EXERCISE BRIEF: Start at the line with "PR #634, opened 2025-01-08" in the records below, stop at the line with "In the future, something", and return every line in that span exactly, the two end lines included.
##### INPUT DATA #####
PR #222, opened 2023-03-28
added root@nerc-admin01 key for coreos user

aabaris:


naved001 (approved):

cluster-scope/overlays/common/machineconfigs/99-master-ssh.yaml
```diff
@@ -17,3 +17,4 @@ spec:
...
+        - ssh-ed25519 AAAAC3NzaC1lZDI1NTE5AAAAIG967CH5wXbesXHeLKgQFpMMLZ0l0QIjvkXNJvUlezwB nerc-admin01
```
larsks: The title says that this PR is adding keys for both @aabaris and @jtriley, but it's only adding a single key. Also, would you mind changing this entry so that the key comment is your username instead of `nerc-admin01`? Thanks!

larsks (changes requested):

cluster-scope/overlays/common/machineconfigs/99-master-ssh.yaml
aabaris: Originally I added mine and Justin's public keys, but then Justin suggested that adding key for root user for an admin host would be better.  I named it nerc-admin01 so not to reveal too much about where such a key would be.

I renamed the PR and the key, please let me know if this needs further clarification or changes.

jtriley (approved):

cluster-scope/overlays/common/machineconfigs/99-master-ssh.yaml
jtriley: The key belongs to root on nerc-admin01. This looks good now.

larsks: I generally recommend against shared keys, primarily because they make auditing harder (you lose information about who logged in when), and they make access control harder (when someone leaves we can't just remove their key; instead we need to generate a new shared private key).

PR #228, opened 2023-04-10
Adding ipmi and ceph custom metrics by regex wildcard

computate:
- I couldn't find documentation for this kind of regex matches, but I did find an [example that removes alerts matching a name and a job field](https://github.com/stolostron/multicluster-observability-operator/blob/3493964af4c4a583bdfff50740eb26322a5a1c95/examples/metrics/allowlist/custom-metrics-allowlist.yaml#L12-L13).
- I wondered if these kind of matches allow for the regular expression =~ matching, based on the [regex code I found here](https://github.com/stolostron/multicluster-observability-operator/blob/3493964af4c4a583bdfff50740eb26322a5a1c95/proxy/pkg/rewrite/rewrite.go#L23), and when I tried out the `matches` expression `- __name__=~"(ipmi_.*)"`, it worked!

### DIFF
--- a/cluster-scope/base/core/configmaps/observability-metrics-custom-allowlist/configmap.yaml
+++ b/cluster-scope/base/core/configmaps/observability-metrics-custom-allowlist/configmap.yaml
@@ -15,18 +15,6 @@ data:
       - node_network_transmit_bytes_total
       - node_network_transmit_errs_total
       - node_network_transmit_packets_total
-      - ipmi_bmc_info
-      - ipmi_chassis_power_state
-      - ipmi_current_amperes
-      - ipmi_current_state
-      - ipmi_dcmi_power_consumption_watts
-      - ipmi_fan_speed_rpm
-      - ipmi_fan_speed_state
-      - ipmi_power_state
-      - ipmi_power_watts
-      - ipmi_scrape_duration_seconds
-      - ipmi_sensor_state
-      - ipmi_sensor_value
-      - ipmi_temperature_celsius
-      - ipmi_temperature_state
-      - ipmi_up
+    matches:
+      - __name__=~"(ipmi_.*)"
+      - __name__=~"(ceph_.*)"


cluster-scope/base/core/configmaps/observability-metrics-custom-allowlist/configmap.yaml
```diff
@@ -15,18 +15,6 @@ data:
...
-      - ipmi_fan_speed_state
-      - ipmi_power_state
-      - ipmi_power_watts
-      - ipmi_scrape_duration_seconds
-      - ipmi_sensor_state
-      - ipmi_sensor_value
-      - ipmi_temperature_celsius
-      - ipmi_temperature_state
-      - ipmi_up
+    matches:
```
larsks, line 18: You mentioned that this syntax isn't documented. Do you know if it's *supported*? That is, can we rely on it working in the future?

larsks:
It would be great if you could update the commit message to include a link to the relevant section of code from which you derived this syntax.

cluster-scope/base/core/configmaps/observability-metrics-custom-allowlist/configmap.yaml
computate: Good call @larsks , as far as I can tell from the [similar example here](https://github.com/stolostron/multicluster-observability-operator/blob/3493964af4c4a583bdfff50740eb26322a5a1c95/examples/metrics/allowlist/custom-metrics-allowlist.yaml#L12-L13), although they don't use regex here, the `matches` expressions are supported:

computate:
Sure @larsks , I have updated with the commit with links from GitHub where I got the idea.

larsks:
@computate thanks for updating the commit message, but recall that commit messages need to render properly in the output of `git log` on a terminal, so using regular markdown formatting isn't usually a great idea.

I've reformatted the commit message as an example.

larsks (approved):

jtriley (approved):

PR #237, opened 2023-04-17
Adding RHODS image streams for project notebooks in test cluster

computate:
Here are some RHODS jupyter notebook images that the RHODS Red Hat Research team uses. 

- ucsls-stable-burosa-prods23 image
- stable-base-ope-nerc image

### DIFF
--- a/cluster-scope/overlays/nerc-ocp-test/kustomization.yaml
+++ b/cluster-scope/overlays/nerc-ocp-test/kustomization.yaml
@@ -13,3 +13,4 @@ resources:
 - machineconfigs/udev-rules
 - machineconfigs/configure-bond0
 - nodenetworkconfigurationpolicies/vlan-2175-nese.yaml
+- rhods/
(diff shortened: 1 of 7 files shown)


larsks (changes requested):
I would argue that these don't belong in the `cluster-scope` app, which is for cluster-wide configuration that requires admin privileges.

These ImageStream resources are namespaced resources specific to RHODS. There should probably be a top-level RHODS application, like we've done with [loki](https://github.com/OCP-on-NERC/nerc-ocp-config/tree/main/loki) or [vault](https://github.com/OCP-on-NERC/nerc-ocp-config/tree/main/vault), or a separate repository, like we did with [ipmi-metrics](https://github.com/OCP-on-NERC/ipmi-exporter).

dystewart:
@computate I agree with @larsks, for testing purposes I think we should create a top level application. Once we're offering RHODS in production it probably makes sense to make a dedicated repo.

computate:
Sounds good, I will close this PR for now, but it is an example of what to do for our separate application.

PR #594, opened 2024-11-07
feat: nerc-obs switching grafana to v1beta1

schwesig:
# feat: nerc-obs switching grafana to v1beta1


RH-csaggin (approved):

schwesig:
change of plans,
we will add another grafana instance, to avoid the rewriting, changing fields and mitigating the many changes between the two versions, to not block the grafana dashboards we are currently using

PR #605, opened 2024-11-21
disable automatic NVIDIA driver upgrades

jtriley:
Automatic upgrades of the NVIDIA driver are dangerous in production given that they often happen unattended and are likely to cause issues on at least a subset of nodes. In the best case, user workloads are impacted at unpredictable times.

This patch disables automatic upgrades by default. Systems that want automatic upgrades should patch the GPU cluster policy in an overlay.


computate (approved):

tssala23 (approved):

schwesig:
thanks!!

PR #609, opened 2024-11-22
odf: enable ceph tools by default

jtriley:
This enables the ceph tools pod deployment in the openshift-storage by default given that it's useful for debugging issues and inspecting the current state of ceph.


tssala23 (approved):

computate (approved):

larsks:
Looks like we need to update the schema repository for this to validate correctly.

larsks (approved):

PR #610, opened 2024-11-26
Adding minio with dex auth to nerc-ocp-test cluster

computate:
Adding support for object stores in the test cluster with authentication
and policy based authorization by OpenShift groups.

### DIFF
--- a/minio/base/externalsecret-minio-admin-credentials.yaml
+++ b/minio/base/externalsecret-minio-admin-credentials.yaml
@@ -1,0 +1,15 @@
+apiVersion: external-secrets.io/v1beta1
+kind: ExternalSecret
+metadata:
+  name: minio-admin-credentials
+  namespace: minio
+spec:
+  refreshInterval: "1h"
+  secretStoreRef:
+    name: nerc-cluster-secrets
+    kind: ClusterSecretStore
+  target:
+    name: minio-admin-credentials
+  dataFrom:
+    - extract:
+        key: $ENV/$CLUSTER/minio/minio-config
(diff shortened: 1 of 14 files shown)


tssala23 (approved):

minio/base/externalsecret-minio-admin-credentials.yaml
```diff
@@ -0,0 +1,15 @@
+apiVersion: external-secrets.io/v1beta1
+kind: ExternalSecret
+metadata:
+  name: minio-admin-credentials
+  namespace: minio
+spec:
+  refreshInterval: 15s
```
larsks: This seems like an aggressive refresh interval.

IsaiahStapleton (approved):

minio/base/kustomization.yaml
```diff
@@ -0,0 +1,14 @@
+apiVersion: kustomize.config.k8s.io/v1beta1
+kind: Kustomization
+namespace: minio
+commonLabels:
+  app: minio
+  component: minio
```
larsks: You can drop this `component` label since you're not managing dex from the same kustomization file like I was in the demo repository.

minio/base/service.yaml
```diff
@@ -0,0 +1,14 @@
+apiVersion: v1
+kind: Service
+metadata:
+  name: minio
+spec:
+  selector:
+    app: minio
```
larsks: Remove this; let kustomize manage selectors for you.

minio/base/externalsecret-minio-admin-credentials.yaml
computate: Sounds good, I made this change.

minio/base/kustomization.yaml
computate: Sounds good, I made this change.

minio/base/service.yaml
computate: Sounds good, I made this change.

PR #613, opened 2024-11-27
Fixing SecretStore reference for dex and minio on test

computate:
There isn't a ClusterSecretStore in the nerc-ocp-test cluster, so we
will use namespace SecretStores instead for dex and minio.


schwesig (approved):

tssala23 (approved):
The minio namespace will have to be added to the vault config for the test cluster, https://github.com/OCP-on-NERC/nerc-ocp-config/blob/main/vault/config/overlays/nerc-ocp-infra/config/nerc-ocp-test.yaml

computate:
Thanks for catching that @tssala23, it's now there.

PR #615, opened 2024-11-27
Fix some issues with virt bundle

larsks:
- We are installing  a subscription for the `kubevirt-hyperconverged`
  operator, but the subscription was named `hco-operatorhub`.

- The operatorgroup had an unnecessary `-group` suffix, which doesn't match
  our other installs.

- The bundle included resources which, according to cbea92581f, it's not
  clear if we need or not. Move this into the test cluster overlay for now
  in line with the comment in that commit.


computate (approved):

larsks:
@computate Because we're renaming a subscription here, this may require manual intervention on the test cluster when it merges. I will ping you before that happens.

tssala23 (approved):

joachimweyl:
@larsks is this pr ready for merge?

joachimweyl:
On hold until we have a test cluster we can apply it to that is not being worked on.

tssala23 (approved):

PR #620, opened 2024-12-03
Explicitly create service account token for eso-vault-auth-token

larsks:
With newer versions of kubernetes/openshift, it is necessary to explicitly
request a long-lived token for service accounts [1].

[1]: https://kubernetes.io/docs/tasks/configure-pod-container/configure-service-account/#manually-create-a-long-lived-api-token-for-a-serviceaccount

### DIFF
--- a/cluster-scope/base/core/secrets/eso-vault-auth-token/kustomization.yaml
+++ b/cluster-scope/base/core/secrets/eso-vault-auth-token/kustomization.yaml
@@ -1,0 +1,5 @@
+apiVersion: kustomize.config.k8s.io/v1beta1
+kind: Kustomization
+namespace: external-secrets-operator
+resources:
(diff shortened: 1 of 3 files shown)


naved001:
@larsks how was the sa token created before this?

schwesig (approved):

larsks:
@naved001 prior to Kubernetes 1.24, when you create a serviceaccount, kubernetes would automatically create a matching Secret containing a long-lived service account token. For 1.24 and later, this secret is not created automatically.

It looks like OpenShift has adopted the same behavior with 4.16 and later.

For these newer releases, if you want a long lived token you have to explicitly request one. If you just need a temporary token, you should use the `kubectl create token` command.

naved001 (approved):

PR #628, opened 2024-12-16
Grant nerc-test-people reader access to nerc-test-cluster

larsks:
Update the oauth configuration to permit access by the nerc-test-people
group, and grant this group cluster-reader access.


DanNiESh (approved):

schwesig (approved):
💚

PR #631, opened 2025-01-06
Add custom dns manifests needed to connect to infra

tssala23:
For cluster created using ESI there are some additional steps needed to connect the to the infra cluster due to our current network step up.
Adding the nerc-infra-routed network to each node is the first step.
The second is to set up custom dns on the cluster using these manifests to resolve the host name


tssala23:
It would also require a patch to the dns operator that would look like this:
```
dns-patch.yaml

spec:
  servers:
  - name: mydomain
    zones:
    - mydomain.org
    forwardPlugin:
      policy: Random
      upstreams:
      - <cluster-ip>:8053 #oc -n custom-dns get svc --no-headers | awk '{ print $3 }'
```
However I am not sure exactly where that would go

larsks:
~You can use the service name instead of an ip address for specifying the custom server, like this:~


That was a lie. Sorry for the confusion.

larsks (approved):

custom-dns/base/deployment.yaml
```diff
@@ -0,0 +1,39 @@
...
+  replicas: 1
+  selector:
+    matchLabels:
+      app: dns
+      deployment: dns
+  template:
+    metadata:
+      labels:
+        app: dns
+        deployment: dns
```
larsks: All the labels should really be managed by kustomize, rather than hardcoded here.

tssala23:
@larsks Does this look correct, I removed the labels and added the patch to a file included in the kustomization

larsks:
@tssala23 this looks fine. Regarding patching the DNS operator, it's important to note that argocd doesn't explicitly support patching existing resources...but because it effectively uses `kubectl apply` to push the manifests into the cluster, it should generally do the right thing. In some cases, we makes things explicit by taking a copy of the existing (unpatched) resource and placing that in the config repository (and then patching it in an overlay), but I don't think we've been entirely consistent in how we manage this.

I would consider adding `port` definitions in your Deployment, so that you can then refer to the target port by name in your Service.

tssala23:
@larsks does that look right with the port definitions?

larsks:
Looks good to me!

computate (approved):

IsaiahStapleton (approved):

schwesig (approved):

PR #634, opened 2025-01-08
feat: add "managementState" field to OTelCollector to fix ArgoCD sync issue

dheerajodha:


larsks (commented):
In the future, something like this should be two different pull requests (because the two different changes aren't really related). 

It would also be helpful if you were to include some information about why the  lack of a `managementState` setting was causing issues with argocd.

computate:
Here is the ArgoCD error: 
image

error validating data: ValidationError(OpenTelemetryCollector.spec): missing required field "managementState" in io.opentelemetry.v1alpha1.OpenTelemetryCollector.spec

dheerajodha:
Thanks for the review @larsks!
I've updated the PR to do only one thing, and added the details related to the change, within the [commit message](https://github.com/OCP-on-NERC/nerc-ocp-config/pull/634/commits/7a4ae0470fb8bdd72e8f55503c684a2cad826310).

computate (approved):

larsks (approved):

PR #635, opened 2025-01-10
Add vault config for albany

tssala23:
Add vault config for albany cluster per support engineer suggesting this may be effect ODF upgrade


schwesig (approved):

larsks (approved):
Looks good, but note from the [README](https://github.com/OCP-on-NERC/nerc-ocp-config/tree/main/vault/config/overlays/nerc-ocp-infra#cluster-token-reviewer-tokens) that you will also need to manually add a token to the `vault-credentials` secret.

PR #640, opened 2025-01-22
Remove ai-telemetry client permissions to metrics

computate:
We should remove the ai-telemetry client permissions to metrics all
clusters and all namespaces. This will allow groups of users to be
granted access to metrics with different permissions instead of all
users having access as we build the new ai-telemetry application.


tssala23 (approved):

schwesig (approved):
👍

PR #978, opened 2026-08-19
Add GPU reserved-vs-computed dashboard v8

schwesig:
## What

v8 of the GPU reserved vs attached vs computed dashboard. Adds a dynamic "DCGM coverage by cluster" warning table at the bottom, one row per ACM managed cluster (list comes dynamic from acm_managed_cluster_labels, no static list), telling why the attached/computed panels can be empty or too low.

States:
- SILENT purple (-1), cluster sends nothing to the hub right now
- blue (-2), cluster has no GPU nodes, nothing to messure
- green (0), has GPU nodes and all of them send DCGM
- orange (1-99), percent of GPU nodes without DCGM, numbers are a lower bound
- red (100), no DCGM at all, attached/computed stay empty

One server side score query, no client side joins. Plus a legend text tile below that explains all five states. This replaces the old static "barcelona has no DCGM" note with something that stays correct on its own.

## Note

Stacked on #977 (v7): this PR is based on the feat/gpu-dashboard-v7 branch, so it shows only the v8 change. Merge #977 first; after that this PR gets retargeted to main.

A demo of v8 is deployed in the obs Grafana, folder "(deleted after restart) > 2026-08-05_gpuReservedVsAttachedVsComputed", dashboard [/d/gpu-trio-v8](https://grafana.apps.obs.nerc.mghpcc.org/d/gpu-trio-v8).


EldritchJS (approved):
+1

computate (approved):

PR #979, opened 2026-08-19
Add GPU reserved-vs-computed dashboard v9

schwesig:
## What

v9 of the GPU reserved vs attached vs computed dashboard. Builds on the v8 coverage table and adds the time dimension.

- The coverage table gets a second column. "now" is the state at the end of the selected range (the fix it view, and the only place where SILENT shows up reliable). "window avg" is the percent of GPU node time inside the range without DCGM (the trust the numbers view). Every window avg above 0 means attached, computed and the idle detector are a lower bound for that cluster.
- A small stat tile on top, right under the header, shows the window avg for the selected clusters only, so you see immediatly how much to trust the numbers below (lower is better).
- The avg only counts time where the cluster was reporting to the hub, partial silence shows only in the now column. Both run as instant queries, so the usual 90d raw retention limit applies.

Why: the instant only view could show 33% for a cluster where only 15% of the GPU node time in the window was actually blind (or 0% right after an exporter came back). The average answers the real question of this dashboard, how reliable are the tiles for the selected range.

## Note

Stacked on #978 (v8): this PR is based on the feat/gpu-dashboard-v8 branch, so it shows only the v9 change. Merge #977 and #978 first; after that this PR gets retargeted.

A demo of v9 is deployed in the obs Grafana, folder "(deleted after restart) > 2026-08-05_gpuReservedVsAttachedVsComputed", dashboard [/d/gpu-trio-v9](https://grafana.apps.obs.nerc.mghpcc.org/d/gpu-trio-v9).


EldritchJS (approved):
lgtm

computate (approved):

PR #23, opened 2023-06-27
Initial/rest controllers generators

alexandervlasenko:


ILoveMyTortoise (approved):

src/Nox.Generator/Presentation/Api/ApiGenerator.Rest/ApiControllerGenerator.cs
rochar, line 1: @alexandervlasenko can we add a test to see if the class is generated, similar to what we have?

rochar: Can you provide a screen shoot of the generated class, so its easier to review, thks

rochar (changes requested):
looks good, just a comment on tests and be able to see the generated class

src/Nox.Generator/Presentation/Api/ApiGenerator.Rest/ApiControllerGenerator.cs
alexandervlasenko: Hi @rochar , I've added a new test and also a sample file into examples folder (src/SampleWebApp/Examples/CountriesApiController.cs) so no need in a screenshot.

Best regards

rochar (approved):

jan-schutte (approved):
#####
ANSWER BOX:
PR #634, opened 2025-01-08
feat: add "managementState" field to OTelCollector to fix ArgoCD sync issue

dheerajodha:


larsks (commented):
In the future, something like this should be two different pull requests (because the two different changes aren't really related). 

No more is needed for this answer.